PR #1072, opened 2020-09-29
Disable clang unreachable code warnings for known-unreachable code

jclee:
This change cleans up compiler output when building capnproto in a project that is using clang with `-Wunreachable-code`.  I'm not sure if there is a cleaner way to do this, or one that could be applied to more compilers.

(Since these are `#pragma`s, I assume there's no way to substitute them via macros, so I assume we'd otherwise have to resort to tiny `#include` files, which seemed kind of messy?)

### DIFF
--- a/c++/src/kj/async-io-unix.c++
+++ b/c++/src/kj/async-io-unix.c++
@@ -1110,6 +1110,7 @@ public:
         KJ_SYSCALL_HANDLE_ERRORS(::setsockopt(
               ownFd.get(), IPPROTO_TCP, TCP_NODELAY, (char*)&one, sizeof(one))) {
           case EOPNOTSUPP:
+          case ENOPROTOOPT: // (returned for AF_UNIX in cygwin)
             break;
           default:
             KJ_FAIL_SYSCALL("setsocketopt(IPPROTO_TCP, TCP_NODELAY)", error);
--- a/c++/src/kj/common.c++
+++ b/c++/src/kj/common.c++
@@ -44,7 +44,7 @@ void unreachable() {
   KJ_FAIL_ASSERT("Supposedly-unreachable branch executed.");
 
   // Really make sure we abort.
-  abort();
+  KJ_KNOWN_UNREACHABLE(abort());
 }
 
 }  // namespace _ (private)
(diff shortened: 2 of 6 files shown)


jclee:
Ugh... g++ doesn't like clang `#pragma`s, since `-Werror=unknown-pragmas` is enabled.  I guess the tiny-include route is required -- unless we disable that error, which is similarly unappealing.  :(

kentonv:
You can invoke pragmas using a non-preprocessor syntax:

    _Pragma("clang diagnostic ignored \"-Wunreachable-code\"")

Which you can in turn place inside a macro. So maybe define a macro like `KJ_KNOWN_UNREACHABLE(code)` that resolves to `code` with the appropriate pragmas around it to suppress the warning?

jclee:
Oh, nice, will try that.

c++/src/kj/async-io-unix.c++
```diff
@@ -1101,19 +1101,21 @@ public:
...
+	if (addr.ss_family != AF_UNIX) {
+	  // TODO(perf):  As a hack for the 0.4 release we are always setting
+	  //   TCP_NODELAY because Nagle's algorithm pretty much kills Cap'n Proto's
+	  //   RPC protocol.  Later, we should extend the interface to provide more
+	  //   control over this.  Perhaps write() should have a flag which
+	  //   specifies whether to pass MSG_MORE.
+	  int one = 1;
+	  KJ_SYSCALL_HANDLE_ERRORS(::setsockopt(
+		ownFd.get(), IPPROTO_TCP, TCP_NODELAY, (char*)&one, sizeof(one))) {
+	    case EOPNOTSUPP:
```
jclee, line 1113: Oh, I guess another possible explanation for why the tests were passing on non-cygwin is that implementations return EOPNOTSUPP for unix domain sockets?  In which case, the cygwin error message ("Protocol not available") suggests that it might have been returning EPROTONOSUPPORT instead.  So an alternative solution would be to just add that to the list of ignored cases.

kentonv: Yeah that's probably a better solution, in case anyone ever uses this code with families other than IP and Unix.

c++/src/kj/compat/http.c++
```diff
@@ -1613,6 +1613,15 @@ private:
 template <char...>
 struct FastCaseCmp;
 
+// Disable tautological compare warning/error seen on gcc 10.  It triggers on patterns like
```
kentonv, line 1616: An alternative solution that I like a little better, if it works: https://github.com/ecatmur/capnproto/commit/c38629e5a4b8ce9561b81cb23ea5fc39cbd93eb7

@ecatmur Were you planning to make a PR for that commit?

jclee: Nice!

--

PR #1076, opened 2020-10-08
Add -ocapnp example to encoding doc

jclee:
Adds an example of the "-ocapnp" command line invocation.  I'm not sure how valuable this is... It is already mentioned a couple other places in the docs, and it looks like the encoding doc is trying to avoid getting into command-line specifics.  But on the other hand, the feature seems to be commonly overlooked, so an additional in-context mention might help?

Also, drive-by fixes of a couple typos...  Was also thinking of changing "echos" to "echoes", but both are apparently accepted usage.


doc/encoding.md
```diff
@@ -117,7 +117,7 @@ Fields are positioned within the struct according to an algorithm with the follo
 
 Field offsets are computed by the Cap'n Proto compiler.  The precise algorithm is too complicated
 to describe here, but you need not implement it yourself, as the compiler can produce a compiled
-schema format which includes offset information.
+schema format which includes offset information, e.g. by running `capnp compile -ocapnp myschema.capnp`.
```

==

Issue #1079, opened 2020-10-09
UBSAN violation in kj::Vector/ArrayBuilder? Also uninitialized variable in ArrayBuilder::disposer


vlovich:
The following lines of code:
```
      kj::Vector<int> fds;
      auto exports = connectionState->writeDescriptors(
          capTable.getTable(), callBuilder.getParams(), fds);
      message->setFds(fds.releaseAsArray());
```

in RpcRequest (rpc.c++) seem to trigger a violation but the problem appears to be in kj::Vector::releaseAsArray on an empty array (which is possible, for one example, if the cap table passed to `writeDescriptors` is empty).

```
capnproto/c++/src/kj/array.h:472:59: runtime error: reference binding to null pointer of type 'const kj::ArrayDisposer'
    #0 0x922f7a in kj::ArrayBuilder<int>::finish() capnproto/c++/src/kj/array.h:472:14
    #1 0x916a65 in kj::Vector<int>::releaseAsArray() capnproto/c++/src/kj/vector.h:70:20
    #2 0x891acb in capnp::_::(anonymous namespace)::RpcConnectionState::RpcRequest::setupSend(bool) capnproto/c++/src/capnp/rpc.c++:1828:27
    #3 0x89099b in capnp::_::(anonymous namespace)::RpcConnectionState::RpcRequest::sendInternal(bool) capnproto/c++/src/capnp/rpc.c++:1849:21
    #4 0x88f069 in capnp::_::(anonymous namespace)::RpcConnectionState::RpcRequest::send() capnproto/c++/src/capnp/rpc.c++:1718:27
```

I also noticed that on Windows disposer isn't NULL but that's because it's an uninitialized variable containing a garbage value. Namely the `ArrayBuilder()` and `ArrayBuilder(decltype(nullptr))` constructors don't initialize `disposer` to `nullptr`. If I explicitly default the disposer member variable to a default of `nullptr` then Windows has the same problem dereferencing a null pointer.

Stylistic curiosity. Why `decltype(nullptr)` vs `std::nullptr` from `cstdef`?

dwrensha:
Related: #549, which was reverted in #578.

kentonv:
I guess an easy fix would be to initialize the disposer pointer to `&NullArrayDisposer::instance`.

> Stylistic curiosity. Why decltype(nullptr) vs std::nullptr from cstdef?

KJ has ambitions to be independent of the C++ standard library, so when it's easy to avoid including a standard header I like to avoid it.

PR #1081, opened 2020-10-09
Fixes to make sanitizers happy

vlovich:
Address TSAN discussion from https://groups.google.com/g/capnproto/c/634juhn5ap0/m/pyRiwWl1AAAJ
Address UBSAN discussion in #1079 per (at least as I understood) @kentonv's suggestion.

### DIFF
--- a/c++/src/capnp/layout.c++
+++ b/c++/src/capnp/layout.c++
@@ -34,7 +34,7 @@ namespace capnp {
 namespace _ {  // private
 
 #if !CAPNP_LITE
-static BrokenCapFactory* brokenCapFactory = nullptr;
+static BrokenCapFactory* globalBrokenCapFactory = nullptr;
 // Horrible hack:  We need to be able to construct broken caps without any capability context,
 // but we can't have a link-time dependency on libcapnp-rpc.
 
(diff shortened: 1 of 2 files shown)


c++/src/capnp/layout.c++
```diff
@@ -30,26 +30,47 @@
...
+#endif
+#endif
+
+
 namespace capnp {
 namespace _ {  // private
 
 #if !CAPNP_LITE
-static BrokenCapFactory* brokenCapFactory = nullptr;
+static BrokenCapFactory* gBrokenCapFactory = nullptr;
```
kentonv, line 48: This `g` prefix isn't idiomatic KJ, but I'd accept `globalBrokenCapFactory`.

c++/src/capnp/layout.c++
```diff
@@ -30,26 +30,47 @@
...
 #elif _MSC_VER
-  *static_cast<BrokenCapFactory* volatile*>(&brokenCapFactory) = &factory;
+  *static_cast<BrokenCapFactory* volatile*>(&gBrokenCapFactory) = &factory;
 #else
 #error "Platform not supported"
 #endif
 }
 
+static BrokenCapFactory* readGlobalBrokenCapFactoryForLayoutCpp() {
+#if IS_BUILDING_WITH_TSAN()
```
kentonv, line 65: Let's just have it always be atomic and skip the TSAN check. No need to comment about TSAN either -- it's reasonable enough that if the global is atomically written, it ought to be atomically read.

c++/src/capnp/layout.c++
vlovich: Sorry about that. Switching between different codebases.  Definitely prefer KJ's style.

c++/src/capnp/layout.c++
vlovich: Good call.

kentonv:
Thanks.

EXERCISE - Search the material above for "need". Copy each line that has it.

REPLY -
 to describe here, but you need not implement it yourself, as the compiler can produce a compiled
 // Horrible hack:  We need to be able to construct broken caps without any capability context,
kentonv, line 65: Let's just have it always be atomic and skip the TSAN check. No need to comment about TSAN either -- it's reasonable enough that if the global is atomically written, it ought to be atomically read.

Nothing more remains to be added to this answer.